▶ _ACTIVITY_:
Your job is to return every line of the listing holding the string "needed".

▶ _DATA FOR THE TASK_:
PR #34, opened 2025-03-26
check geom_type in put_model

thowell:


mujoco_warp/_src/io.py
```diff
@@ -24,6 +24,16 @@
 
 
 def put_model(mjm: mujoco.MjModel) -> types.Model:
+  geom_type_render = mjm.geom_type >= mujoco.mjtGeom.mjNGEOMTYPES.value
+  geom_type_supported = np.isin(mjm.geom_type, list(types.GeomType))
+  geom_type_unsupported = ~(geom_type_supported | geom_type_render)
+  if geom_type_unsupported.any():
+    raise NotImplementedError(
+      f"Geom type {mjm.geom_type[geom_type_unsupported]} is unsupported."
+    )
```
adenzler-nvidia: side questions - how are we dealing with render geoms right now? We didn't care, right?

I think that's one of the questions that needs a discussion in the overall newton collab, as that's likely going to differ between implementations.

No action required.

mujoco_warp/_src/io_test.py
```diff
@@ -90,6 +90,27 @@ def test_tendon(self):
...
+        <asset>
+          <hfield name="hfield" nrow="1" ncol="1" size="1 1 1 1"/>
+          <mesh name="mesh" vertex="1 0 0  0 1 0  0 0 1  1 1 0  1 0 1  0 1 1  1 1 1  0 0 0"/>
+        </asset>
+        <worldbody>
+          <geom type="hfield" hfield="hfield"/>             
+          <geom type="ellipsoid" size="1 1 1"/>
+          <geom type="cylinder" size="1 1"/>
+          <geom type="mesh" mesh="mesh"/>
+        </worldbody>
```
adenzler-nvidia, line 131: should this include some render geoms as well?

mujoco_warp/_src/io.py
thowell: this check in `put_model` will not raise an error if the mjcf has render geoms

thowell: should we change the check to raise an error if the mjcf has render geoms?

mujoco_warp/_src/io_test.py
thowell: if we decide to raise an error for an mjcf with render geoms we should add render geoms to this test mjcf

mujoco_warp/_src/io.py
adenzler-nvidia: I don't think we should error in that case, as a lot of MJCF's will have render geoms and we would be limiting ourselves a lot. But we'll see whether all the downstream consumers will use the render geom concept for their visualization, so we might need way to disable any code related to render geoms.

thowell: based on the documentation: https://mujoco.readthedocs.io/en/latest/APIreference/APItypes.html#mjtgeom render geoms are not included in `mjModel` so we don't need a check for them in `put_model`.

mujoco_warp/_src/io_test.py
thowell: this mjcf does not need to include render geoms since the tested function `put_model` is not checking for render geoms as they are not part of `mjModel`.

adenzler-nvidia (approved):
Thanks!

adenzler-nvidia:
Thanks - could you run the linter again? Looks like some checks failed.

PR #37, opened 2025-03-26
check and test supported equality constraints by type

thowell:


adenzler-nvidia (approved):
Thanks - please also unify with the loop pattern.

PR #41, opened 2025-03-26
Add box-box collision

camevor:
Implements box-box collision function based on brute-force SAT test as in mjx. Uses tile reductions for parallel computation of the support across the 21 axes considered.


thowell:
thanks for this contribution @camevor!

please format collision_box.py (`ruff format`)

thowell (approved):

---

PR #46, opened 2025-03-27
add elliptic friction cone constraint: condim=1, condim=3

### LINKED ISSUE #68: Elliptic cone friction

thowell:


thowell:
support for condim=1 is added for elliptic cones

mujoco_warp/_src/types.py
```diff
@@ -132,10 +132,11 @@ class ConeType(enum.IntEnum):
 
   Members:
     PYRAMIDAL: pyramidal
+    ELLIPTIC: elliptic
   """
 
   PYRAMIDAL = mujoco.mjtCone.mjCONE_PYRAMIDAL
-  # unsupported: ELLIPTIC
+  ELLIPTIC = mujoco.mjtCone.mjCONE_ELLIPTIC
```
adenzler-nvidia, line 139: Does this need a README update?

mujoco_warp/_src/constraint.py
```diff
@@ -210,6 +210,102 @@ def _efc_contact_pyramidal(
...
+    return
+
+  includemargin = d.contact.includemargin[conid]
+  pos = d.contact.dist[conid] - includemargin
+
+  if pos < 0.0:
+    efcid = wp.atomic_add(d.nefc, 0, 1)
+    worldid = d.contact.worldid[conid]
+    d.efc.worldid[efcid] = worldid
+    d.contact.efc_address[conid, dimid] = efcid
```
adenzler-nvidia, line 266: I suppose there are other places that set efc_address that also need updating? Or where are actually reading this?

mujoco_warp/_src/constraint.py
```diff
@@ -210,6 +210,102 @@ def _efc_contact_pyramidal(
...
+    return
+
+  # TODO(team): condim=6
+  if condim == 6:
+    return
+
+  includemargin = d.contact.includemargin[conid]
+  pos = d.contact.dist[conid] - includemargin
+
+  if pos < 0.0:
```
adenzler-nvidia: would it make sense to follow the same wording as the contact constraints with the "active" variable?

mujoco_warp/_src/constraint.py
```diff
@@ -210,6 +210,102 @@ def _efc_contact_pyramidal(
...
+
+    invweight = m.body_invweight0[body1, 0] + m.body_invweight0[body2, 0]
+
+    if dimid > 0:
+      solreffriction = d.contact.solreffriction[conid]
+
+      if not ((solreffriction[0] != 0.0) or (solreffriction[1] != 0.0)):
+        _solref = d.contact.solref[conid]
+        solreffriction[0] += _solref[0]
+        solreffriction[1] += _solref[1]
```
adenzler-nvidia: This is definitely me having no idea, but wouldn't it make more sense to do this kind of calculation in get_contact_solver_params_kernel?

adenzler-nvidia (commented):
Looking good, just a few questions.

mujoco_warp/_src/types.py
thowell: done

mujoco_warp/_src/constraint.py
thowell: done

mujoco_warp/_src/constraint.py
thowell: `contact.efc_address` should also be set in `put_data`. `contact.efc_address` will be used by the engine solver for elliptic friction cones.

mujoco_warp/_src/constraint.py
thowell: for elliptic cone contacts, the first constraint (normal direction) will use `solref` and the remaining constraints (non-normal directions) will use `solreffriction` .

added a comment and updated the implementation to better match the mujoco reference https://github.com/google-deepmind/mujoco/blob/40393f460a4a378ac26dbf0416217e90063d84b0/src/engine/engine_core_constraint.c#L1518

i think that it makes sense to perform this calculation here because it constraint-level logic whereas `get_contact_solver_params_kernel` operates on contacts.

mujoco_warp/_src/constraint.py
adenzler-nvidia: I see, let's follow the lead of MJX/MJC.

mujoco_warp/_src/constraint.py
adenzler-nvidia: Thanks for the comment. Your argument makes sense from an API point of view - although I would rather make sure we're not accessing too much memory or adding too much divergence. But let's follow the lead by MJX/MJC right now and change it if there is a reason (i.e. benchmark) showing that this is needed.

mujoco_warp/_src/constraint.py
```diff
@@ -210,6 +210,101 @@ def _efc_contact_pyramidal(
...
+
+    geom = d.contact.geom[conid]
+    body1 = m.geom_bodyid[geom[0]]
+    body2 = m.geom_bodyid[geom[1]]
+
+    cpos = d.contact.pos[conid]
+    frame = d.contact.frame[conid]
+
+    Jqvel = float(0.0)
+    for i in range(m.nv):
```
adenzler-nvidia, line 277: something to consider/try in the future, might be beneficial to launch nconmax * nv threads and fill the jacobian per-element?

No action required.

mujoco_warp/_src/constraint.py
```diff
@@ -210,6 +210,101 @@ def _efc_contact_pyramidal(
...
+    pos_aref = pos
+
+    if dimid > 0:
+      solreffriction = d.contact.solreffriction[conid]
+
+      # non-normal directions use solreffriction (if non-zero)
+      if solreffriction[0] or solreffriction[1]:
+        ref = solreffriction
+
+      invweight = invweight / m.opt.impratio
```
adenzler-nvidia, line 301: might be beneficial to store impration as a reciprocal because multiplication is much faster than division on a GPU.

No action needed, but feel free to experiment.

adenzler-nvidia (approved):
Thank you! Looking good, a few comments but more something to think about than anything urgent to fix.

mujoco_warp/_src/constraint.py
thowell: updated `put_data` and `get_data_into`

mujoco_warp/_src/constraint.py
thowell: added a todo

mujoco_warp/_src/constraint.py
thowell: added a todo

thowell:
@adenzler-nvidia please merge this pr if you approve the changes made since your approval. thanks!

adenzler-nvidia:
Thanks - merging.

* * *

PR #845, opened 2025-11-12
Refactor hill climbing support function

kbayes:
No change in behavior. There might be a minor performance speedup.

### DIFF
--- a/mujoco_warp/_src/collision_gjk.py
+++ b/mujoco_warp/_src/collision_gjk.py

▶ _ANSWER FOR THIS EXERCISE_:
adenzler-nvidia: Thanks for the comment. Your argument makes sense from an API point of view - although I would rather make sure we're not accessing too much memory or adding too much divergence. But let's follow the lead by MJX/MJC right now and change it if there is a reason (i.e. benchmark) showing that this is needed.
No action needed, but feel free to experiment.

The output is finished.